I'd test whether it has the capability to do so if it were trying (as ARC is starting to do). Then I'd think about potential reasons that our training procedure would lead it to try to take over (e.g. as described here or here or in old writing).

If models might be capable enough to take over if they tried, and if the training procedures plausibly lead to takeover attempts, I'd probably flip the burden of proof ask developers to explain what evidence leads them to be confident that these systems won't try to take over (what actual experiments did they perform to characterize model behavior, and how well would it detect the plausible concerns?) and then evaluate that evidence.

For GPT-4 I think the main step is just that it's not capable enough to do so. If it were capable enough, I think the next step would be measuring whether it ever engages in abrupt shifts to novel reward-hacking behaviors---if it robustly doesn't then we can be more confident it won't take over (when combined with more mild "on-distribution" measurement), and if it does then we can start to ask what determines when that happens or what mitigations effectively address it.

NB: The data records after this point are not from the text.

PR #1051, opened 2019-07-30
feat(core): add docker command flags

wjacquette:
This adds in the ability for the user to pass in more commands into the `docker build` more generically. For example, it allows the user to use docker's `--ssh default` build flag which is a part of the most recent docker unstable version.

Expressing in `garden.yml` as the following:
```
...
commandArgs:
    ssh: default
...
```

It is possible that the created function `getDockerCommandFlags` could replace the already existing function `getDockerBuildFlags `, however, it would break already existing uses of the function as the `garden.yml` file would need to be made differently.
Currently:
```
buildArgs:
    key: value
```
With `getDockerCommandFlags` instead:
```
commandArgs:
    build-arg: key=value 
```

This would allow for one more generic function to handle docker build flags, as opposed to have it be restricted to certain flags. 

Yes, it allows for the user to use more docker build flags.


wjacquette:
@edvald @eysi09

edvald:
Hey @wjacquette and thanks for the PR!

At first brush my concern is that the arguments may not be portable across different builder implementations. For example, when using [in-cluster building](https://docs.garden.io/using-garden/in-cluster-building) and Kaniko, the command argument wouldn't work. The `container` module type is meant to be (to the extent feasible) a high level abstraction that can be used in various contexts, so we've tried to avoid things like this.

But... There are certainly valid uses for an "escape hatch" like this, and as long as we warn the user (in the key description field) that the arguments may not be portable across implementations, we should be fine.

I'd like to propose a slightly different design though: Instead of `commandArgs` as an object, I'd suggesting making it `extraFlags` and have it be a simple list of strings. Those can then be passed to build commands easily, and there's no awkward key/value stuff to parse. This would also make it easier to change the flags based on the environment you're running, since string values can be templated, but object keys cannot.

wjacquette:
Hello @edvald!
I believe I have covered all the concerns from your comment in my most recently pushed changes. 
now instead of:
```
commandArgs:
    ssh: default
```
We have:
```
extraFlags: 
  - --ssh
  - default
```
Or
```
extraFlags: [--ssh, default]
```

garden-service/src/plugins/container/build.ts
```diff
@@ -55,6 +55,10 @@ export async function buildContainerModule({ module, log }: BuildModuleParams<Co
 
   const cmdOpts = ["build", "-t", identifier, ...getDockerBuildFlags(module)]
 
+  cmdOpts.push(...module.spec.extraFlags ? module.spec.extraFlags : [])
+
+  console.log(cmdOpts)
```
edvald: Oops, left a console.log here :)

garden-service/src/plugins/container/build.ts
```diff
@@ -55,6 +55,10 @@ export async function buildContainerModule({ module, log }: BuildModuleParams<Co
 
   const cmdOpts = ["build", "-t", identifier, ...getDockerBuildFlags(module)]
 
+  cmdOpts.push(...module.spec.extraFlags ? module.spec.extraFlags : [])
```
edvald: No biggie but this can be shortened to `cmdOpts.push(...module.spec.extraFlags || [])`.

garden-service/src/plugins/container/build.ts
```diff
@@ -87,3 +91,16 @@ export function getDockerBuildFlags(module: ContainerModule) {
 
   return args
 }
+
+export function getDockerExtraFlags(module: ContainerModule) {
```
edvald: This function may be unnecessary now that it's just a simple string array.

edvald:
Couple of minor comments but otherwise 👍👍 I'll approve and merge once those are all set. Thank you!

wjacquette:
Thanks! Sorry about some of those mistakes I left in. Appreciate the feedback.

edvald:
Oh no worries, those are exactly the mistakes I do all the time 😬

edvald:
The test failure is because of a conflicting change we just merged. I'm happy take to rebase and take care of that.

wjacquette:
Thanks for fixing it! Looking forward to using it soon

edvald:
Doing the merge from #1065 (had to make a new PR to be able to edit it, turns out)

PR #1052, opened 2019-07-31
feat: automatic port forwarding for deployed services

### LINKED ISSUE #967: Automatic port-forwarding/tunneling
Adding feature request here for visibility of a user.

@edvald please expand your thoughts here!

edvald:
This adds a built-in TCP proxy for long-running Garden processes,
that immediately opens a port for each forwardable service port (as
specified by providers) and creates a tunnel on-demand when the port is
accessed.

This should work for any TCP port, and is implemented here for the
kubernetes provider, but the proxy itself could be implemented for other
providers through the fairly simple `getPortForward` handler interface.

Unlike kubefwd, for example, this implementation avoids any
need to mess with domain names or host files (and by extension running
as root) since a random free port is assigned directly on localhost.
The tunnels are only created when a connection is first made, and are
then kept alive while the Garden agent is running.

Closes #967

### DIFF
--- a/garden-service/src/plugins/kubernetes/hot-reload.ts
+++ b/garden-service/src/plugins/kubernetes/hot-reload.ts
@@ -19,7 +19,7 @@ import { Service } from "../../types/service"
 import { LogEntry } from "../../logger/log-entry"
 import { getResourceContainer } from "./helm/common"
 import { waitForContainerService } from "./container/status"
-import { getPortForward, killPortForward } from "./util"
+import { getPortForward, killPortForward } from "./port-forward"
 import { RSYNC_PORT } from "./constants"
 import { getAppNamespace } from "./namespace"
 import { KubernetesPluginContext } from "./config"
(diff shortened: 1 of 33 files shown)


garden-service/src/plugins/kubernetes/hot-reload.ts
```diff
@@ -241,11 +241,11 @@ export async function syncToService(
   targetName: string,
   log: LogEntry,
 ) {
-  const targetDeployment = `${targetKind.toLowerCase()}/${targetName}`
+  const targetResource = `${targetKind.toLowerCase()}/${targetName}`
```
thsig: Remove the block comment above this function (since we're now relying on a general port-forward cache that's used for more than just hot reloading).

garden-service/src/plugins/kubernetes/port-forward.ts
```diff
@@ -0,0 +1,146 @@
...
+import { getAppNamespace } from "./namespace"
+import { registerCleanupFunction } from "../../util/util"
+import { PluginContext } from "../../plugin-context"
+import { kubectl } from "./kubectl"
+import { KubernetesResource } from "./types"
+import { ForwardablePort } from "../../types/service"
+import { isBuiltIn } from "./util"
+import { LogEntry } from "../../logger/log-entry"
+
+// TODO: implement stopPortForward handler
```
thsig: Should we add a brief high-level comment here? Maybe something like:
> Maintains a simple in-process cache of randomly allocated local ports that have been port-forwarded to a given port on a given Kubernetes resource. This removes the need for the user to manually establish port-forwards for e.g. services defined in Garden config files.

garden-service/src/types/service.ts
```diff
@@ -131,19 +140,48 @@ export const serviceIngressSchema = serviceIngressSpecSchema
...
+    .default("TCP")
+    .description("The protocol of the port."),
+  targetHostname: joi.string()
+    .description("The target hostname of the service (only used for informational purposes)."),
+  targetPort: joi.number()
+    .integer()
+    .required()
+    .description("The target port on the service."),
+  urlProtocol: joi.string()
+    .description("The protocol to use for URLs pointing at the port. This can be valid URI protocol."),
```
thsig: "This can be" -> "This can be any"

PR #1053, opened 2019-07-31
Test built binary in CI

eysi09:

It adds a check for the built binary to our CI pipeline.

We've had issues where the compiled TS version works but the built binary fails.

EDIT: The first commit re-names integ tests to e2e tests throughout the codebase. This is something we've talked about internally and the latter is a more appropriate name.


eysi09:
Was actually expecting the `test-dist` step to fail.

PR #1055, opened 2019-07-31
ci: move garden bin to HOME dir in test-dist job

eysi09:

The previous version ran the Garden bin from the `garden` root dir which is a git repo. Turns out, that bypassed a bug which only crops up if the binary is not in a git repo at all. So now we've moved the binary to the `$HOME/.garden` dir.


eysi09:
Note that this should fail on first try since the original error mentioned above has not been fixed.

eysi09:
And now it should pass, after the rebase.

PR #1062, opened 2019-08-01
chore: update release script due to deps updates

eysi09:
...and make sure release script updates package-lock.json

Had to fix how execa was called due to recent update of deps in the root level package.json. Also, contains a hacky way to update package-lock files via lerna. Here's the issue and workaround: lerna/lerna#1415


eysi09:
Left a commented line in there that I just fixed.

When you say, "take over", what do you specifically mean? In the context of a GPT descendent, would take over imply it's doing something beyond providing a text output for a given input? Like it's going out of its way to somehow minimize the cross-entropy loss with additional GPUs, etc.? 

Takeover seems most plausible when humans have deployed the system as an agent, whose text outputs are treated as commands that are sent to actuators (like bash), and which chooses outputs in order to achieve desired outcomes. If you have limited control over what outcome the system is pursuing, you can end up with useful consequentialists who have a tendency to take over (since it's an effective way to pursue a wide range of outcomes, including natural generalizations of the ones it was selected to pursue during training).

A few years ago it was maybe plausible to say that "that's not how people use GPT, they just ask it questions." Unfortunately (but predictably) that has become a common way to use GPT-4, and it is rapidly becoming more compelling as the systems improve. I think that in the relatively near future if you want an AI to help you with coding, rather than just getting completions you might say "Hey this function seems to be taking too long, could you figure out what's going on?" and the AI will e.g. do a bisection for you, set up a version of your code running in a test harness, ask you questions about desired behavior, and so on.

I don't think "the system gets extra GPUs to minimize cross entropy loss" in particular is very plausible. (Could happen, but not a high enough probability to be worth worrying about.)